Solving the unique challenges of healthcare organizations begins with establishing a single integrated and actionable view of your business. The actionable portion of this requirement is the most difficult and most valuable part of this requirement. Data warehouses create an integrated view, but you need a more flexible solution to discover and act on insights in real time. If you discover that a member has been inaccurately created with multiple member profiles and each of those profiles is enrolled in different benefit coverages, you need to be able to act on that immediately. A failure to act promptly may result in a member showing up at a doctor’s office and being denied coverage due to the inability to confirm the correct current benefit plan.

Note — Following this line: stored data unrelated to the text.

Issue #193, opened 2021-07-01
Improve definition of OptionalCoordinateFrame in binary spec


Anaminus:
- Make "Optional" a generic type, rather than the specific "OptionalCoordinateFrame".
- Combine the Type ID and Value fields of the PROP chunk into a single "Values" field.
- A Values structure begins with an ID that identifies the type, which determines the shape of the remaining structure (usually an array of elements).
- **The Values field of a PROP chunk is optional**. That is, if the chunk ends before the Values field can be read, this can indicate that 1) no values are assigned, or 2) the type is Optional, where each property has no value.
    - The correct variation can be determined by constructing an empty PROP chunk for a non-Optional property type. If it succeeds for all non-Optional property types, then the first variation is correct. If it only succeeds for Optional types, then the second variation is correct.
- A Values with an ID of `0x1e` indicates the type "Optional". The structure of Optional is two Values. The first has some ID (such as CFrame), and the second must(?) be the type Bool (0x02). Each element in the second array indicates whether the corresponding value in the first array has a value.

Dekkonot:
> A Values with an ID of 0x1e indicates the type "Optional".

That seems like a pretty big assumption based on one property. I don't have any qualms with it but I would be a rather significant departure from the rest of the format in terms of design, so I'd want to be certain it's the truth. How did you come to this conclusion?

Anaminus:
The evidence for a Values field is the structure of the type. The presence of the first additional type ID suggests the reuse of a code path that parses value arrays. The presence of the second additional ID *strongly* suggests this, given that it is otherwise entirely unnecessary information (assuming that the second sub-array is always a Bool, which seems reasonable). At the very least, the specification should be updated to reflect this.

It is also reasonable to believe that type 0x1e is a generic type, not only because of the additional type IDs that are included in the structure, but because of nature of the type itself; an option type always involves some other type. Even the XML version suggests it by wrapping content of the value in a distinct inner tag that indicates the type. If OptionalCoordinateFrame was really a stand-alone type, then this tag would be redundant.

[...]

PR #195, opened 2021-07-13
Rename OptionalCoordinateFrame to Optional and update documentation

Dekkonot:
As per #193:
 - Rename `OptionalCoordinateFrame` to `Optional`
 - Revamp the `PROP` chunk description to make `Values` its own field
 - Redefine `Optional` to be a struct composed of two `Values`

Notably, I did not indicate that the `Values` field of `PROP` is optional, despite it being proposed in #193. This is because the one time it has been not present, it was indicated to be a mistake by the engineer responsible so I don't anticipate it happening again. It also complicates implementations somewhat to assume it's optional, so I'd prefer we not.

I am more than open to feedback on the phrasing or layout of the revisions because I'm not certain of them, but this should be a good starting point if nothing else.

### DIFF
--- a/README.md
+++ b/README.md
@@ -58,43 +58,43 @@ Roblox Lua implementation of DOM APIs, allowing Instance reflection from inside 
 
 ## Property Type Coverage
 
-| Property Type           | Example Property                | rbx_types | rbx_dom_lua | rbx_xml | rbx_binary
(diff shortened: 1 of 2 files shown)


Dekkonot:
Okay well I didn't touch any Rust so that's not my fault but we should probably fix that

PR #198, opened 2021-07-14
Add conversions between Color3 and Color3uint8

kennethloeffler:
`BasePart.Color` was being incorrectly serialized as a `Color3` instead of a `Color3uint8` in the XML format, as per rojo-rbx/rojo#443. This PR adds conversions between these two types mainly to address this issue, but also because they will likely be useful in the future.


LPGhatguy (approved):
LGTM!

LPGhatguy:
(Workflow issue is known; I'll be updating our clippy version to fix this)

PR #199, opened 2021-07-16
Implement Tags in rbx_types, rbx_binary, and rbx_xml

kennethloeffler:
There is currently no special representation for `CollectionService` tags in rbx-dom. To address this, this PR adds the new type `Tags` to rbx_types. It is a wrapper over `Vec<String>` that provides conversions between byte arrays and `Tags`. It changes the type of `Instance.Tags` from `BinaryString` to `Tags` and makes rbx_binary and rbx_xml write to and read from this property using `Tags`. This makes it possible for consumers like Rojo to expose a more friendly interface for `CollectionService` tags rather than requiring users to provide a base64 string.


rbx_xml/src/types/tags.rs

Requirements for Modern Healthcare Data Management

Modern healthcare businesses require the ability to unify data across all business processes and dynamically update applications and individuals across the ecosystem in response to real-time changes. Modern healthcare businesses also require the ability to collaborate effectively across process and organizational boundaries using a unified view of business data that accurately integrates unique business segment rules into a common business view. That rich repository of business rules must be managed centrally to enable a real-time flow of information into disparate applications that play diverse roles across your ecosystem.

This means your centralized data platform must not only be able to capture data from multiple sources across your application landscape, but it must also have the intelligence to harness both application-specific and application-agnostic business rules tailored to your unique business processes. You must also determine which target applications and people must be updated in response to any new/updated data received from source applications.

Conclusion

The patchwork nature of isolated, custom ETL logic can’t support this level of business sophistication, so to meet the needs and expectations of a modern healthcare organization, you need to shift your paradigm.

Modern healthcare data unification strategies must simultaneously unify, integrate, and distribute data in real time. The right platform will be able to enhance your existing data warehouse needs but must go beyond the data warehouse paradigm to create a dynamic platform that curates and feeds your extended healthcare ecosystem with accurate data in real-time.